When I page through my 90's era Gazoos, I see ads for 'accessories' companies long gone--and in those days the Gazoo was pretty heavily into HO--not by choice I think, but because that's what was out there being run.

My 70's era NMRA bulletins have a column on O gauge, in which the disappearance of that scale is noted.

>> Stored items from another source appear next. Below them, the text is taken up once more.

PR #1446, opened 2020-04-12
Enable/disable HTTP ingest

### LINKED ISSUE #1441: Add -httpIngest flag

HTTP ingest is enabled by default, but a user should be able to choose to enable/disable it.

Add an `-httpIngest <true|false> `flag that is used as follows:

- If `-httpIngest` is false then the push endpoint will reject requests
- If `-httpIngest` is true then the push endpoint will accept requests
- The default value for `-httpIngest` is true
- If the value for `-httpAddr` is a non-localhost address AND `-authWebhookUrl` is not specified:
    - The value for `-httpIngest` is false
    - Log a message to the user saying: "HTTP ingest disabled because `-httpAddr` is publicly accessible. To enable, configure `-authWebhookUrl` or specify `httpIngest true`"

yondonfu:

This PR enables/disables HTTP ingest according to the following rules:

- HTTP ingest is enabled by default
- If the HTTP server is publicly accessible (i.e. `-httpAddr` uses a non-local host) and there is no authentication webhook URL specified then HTTP ingest is disabled
    - In this case, HTTP ingest can be enabled with any of the following:
        - Configure `-authWebhookUrl`
        - Set `-httpIngest`

See commit history for a description of each update.

Updated unit tests and tested manually.

Fixes #1441

**Checklist:**

### DIFF
--- a/cmd/livepeer/livepeer.go
+++ b/cmd/livepeer/livepeer.go
@@ -10,6 +10,7 @@ import (
 	"fmt"
 	"io/ioutil"
 	"math/big"
+	"net"
 	"net/http"
 	"net/url"
 	"os"
@@ -89,6 +90,7 @@ func main() {
 	verifierURL := flag.String("verifierUrl", "", "URL of the verifier to use")
 
 	verifierPath := flag.String("verifierPath", "", "Path to verifier shared volume")
+	httpIngest := flag.Bool("httpIngest", true, "Set to true to enable HTTP ingest")
 
 	// Transcoding:
 	orchestrator := flag.Bool("orchestrator", false, "Set to true to be an orchestrator")
@@ -141,6 +143,9 @@ func main() {
 
 	flag.Parse()
 	vFlag.Value.Set(*verbosity)
+
+	isFlagSet := make(map[string]bool)
+	flag.Visit(func(f *flag.Flag) { isFlagSet[f.Name] = true })
 
 	blockPollingTime := time.Duration(*blockPollingInterval) * time.Second
 
@@ -676,6 +681,16 @@ func main() {
 			server.AuthWebhookURL = *authWebhookURL
 		}
 
+		isLocalHTTP, err := isLocalURL("https://" + *httpAddr)
+		if err != nil {
+			glog.Errorf("Error checking for local -httpAddr: %v", err)
+			return
+		}
+		if !isFlagSet["httpIngest"] && !isLocalHTTP && server.AuthWebhookURL == "" {
+			glog.Warning("HTTP ingest is disabled because -httpAddr is publicly accessible. To enable, configure -authWebhookUrl or use the -httpIngest flag")
+			*httpIngest = false
+		}
+
 		// Set up verifier
 		if *verifierURL != "" {
 			_, err := validateURL(*verifierURL)
@@ -724,7 +739,7 @@ func main() {
 	//Create Livepeer Node
 
 	//Set up the media server
-	s := server.NewLivepeerServer(*rtmpAddr, n)
+	s := server.NewLivepeerServer(*rtmpAddr, n, *httpIngest)
 	ec := make(chan error)
 	tc := make(chan struct{})
 	wc := make(chan struct{})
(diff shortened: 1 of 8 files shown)


server/mediaserver.go
```diff
@@ -578,6 +585,11 @@ func getRTMPStreamHandler(s *LivepeerServer) func(url *url.URL) (stream.RTMPVide
 
 // HandlePush processes request for HTTP ingest
 func (s *LivepeerServer) HandlePush(w http.ResponseWriter, r *http.Request) {
+	if !s.HTTPIngest {
+		respondWith400(w, "HTTP ingest is disabled")
```
iameli: Arguably an HTTP 405 "Method Not Allowed" but idk if we observe that sort of thing at all in go-livepeer

yondonfu: Fixed in 727d98b

cmd/livepeer/livepeer.go
```diff
@@ -820,6 +834,20 @@ func validateURL(u string) (*url.URL, error) {
...
 }
 
+func isLocalURL(u string) (bool, error) {
+	uri, err := url.ParseRequestURI(u)
+	if err != nil {
+		return false, err
+	}
+
+	hostname := uri.Hostname()
+	if hostname == "127.0.0.1" || hostname == "localhost" {
```
j0sh: Technically, the entire 127.0.0.0/8 range [1] (or 127.0.0.1/32, depending on who you're talking to [2])  is reserved for loopback. In practice, it probably doesn't really matter because our default is `127.0.0.1`.

[1] RFC 6890, Section 2.2.2. Table 4, "Loopback" https://tools.ietf.org/html/rfc6890

[2] RFC 3330, Section 2  "Global and Other Specialized Address Blocks" https://tools.ietf.org/html/rfc3330

server/mediaserver.go
```diff
@@ -578,6 +585,11 @@ func getRTMPStreamHandler(s *LivepeerServer) func(url *url.URL) (stream.RTMPVide
 
 // HandlePush processes request for HTTP ingest
 func (s *LivepeerServer) HandlePush(w http.ResponseWriter, r *http.Request) {
+	if !s.HTTPIngest {
```
j0sh: Rather than checking here, should we just not register the path, and allow the framework to take care of the error handling? Eg,

https://github.com/livepeer/go-livepeer/blob/c6b06679fe4adaa204c6d0a9628e184b2fadc0b6/server/mediaserver.go#L132-L134

Changes to:

```
if lpNode.NodeType == core.BroadcasterNode && HTTPIngest {
 	opts.HttpMux.HandleFunc("/live/", ls.HandlePush) 
 } 
```

Up to you how to propagate in the `HTTPIngest` variable. Could be via a global in `mediaserver.go` or add an extra param to `NewLivepeerServer`. Slight preference for the latter, since that's less state (whether globally or in `LivepeerServer`).

j0sh (changes requested):

cmd/livepeer/livepeer.go
yondonfu: Fixed in c299a2a

server/mediaserver.go
yondonfu: Fixed in 94ee818

cmd/livepeer/livepeer.go
```diff
@@ -676,6 +678,17 @@ func main() {
 			server.AuthWebhookURL = *authWebhookURL
 		}
 
+		isLocalHTTP, err := isLocalURL("https://" + *httpAddr)
+		if err != nil {
+			glog.Errorf("Error checking for local -httpAddr: %v", err)
+			return
+		}
+		if !*httpIngest && !isLocalHTTP && server.AuthWebhookURL == "" {
```
j0sh: This is one place where default values are tricky. How can the user still disable HTTP ingest even with localhost and/or a webhook?

Does golang CLI offer a way to distinguish between "user set the flag" and "user did not set the flag, so using the default value" ?

Option types would work much better here, but golang doesn't really have a notion of that...

yondonfu: Ah yeah meant to look into this further.

> Does golang CLI offer a way to distinguish between "user set the flag" and "user did not set the flag, so using the default value" ?

46db19e: Use [flag.Visit()](https://golang.org/pkg/flag/#Visit) to loop through all set flags to populate a map that tracks set flags.

f51a50b: Add a note in the HTTP ingest docs about always disabling HTTP ingest.

Unfortunately, it doesn't look like the `flag` package exposes a more convenient way to check if a flag is set ([cobra](https://github.com/spf13/cobra), another CLI package, exposes a `Changed()` method on flags that can be used to check if the flag was set).

Also changed the default value of `-httpIngest` to true and now the value is set to false if the flag is not set and a non-local `-httpAddr` is used without an auth webhook URL.

```golang
if !isFlagSet["httpIngest"] && !isLocalHTTP & server.AuthWebhookURL == "" {
    ...
    *httpIngest = false
}
```

j0sh: Fantastic. Thanks!

j0sh (approved):
LGTM 🚢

In a worst-case estimate, I see LS going two directions, first, high-end expensive items for people with money to spend, and a tail-end charlie of kitbashers and scratchbuilders where the interesting, off-the-$-mainline work will be produced. But since nothing is ever black and white, perhaps there'll still be a few sets of LS with 2 axle pullmans and a D cell engine offered.

Les


----------



## Jerry Barnes (Jan 2, 2008)

It has been my observation, over the years, that you can not depend on some small model industry being around forever. Look at Hartford for instance. Was another casting outfit in Texas , but he got sick and I don't think they do anything anymore, don't recall the name. Same with Sulphur Springs recently closing. So, stock up on what you think you will want down the line and cough up the dough now.


----------



## Les (Feb 11, 2008)

Gary,

Thank you for taking time to post that link on blowdown valves.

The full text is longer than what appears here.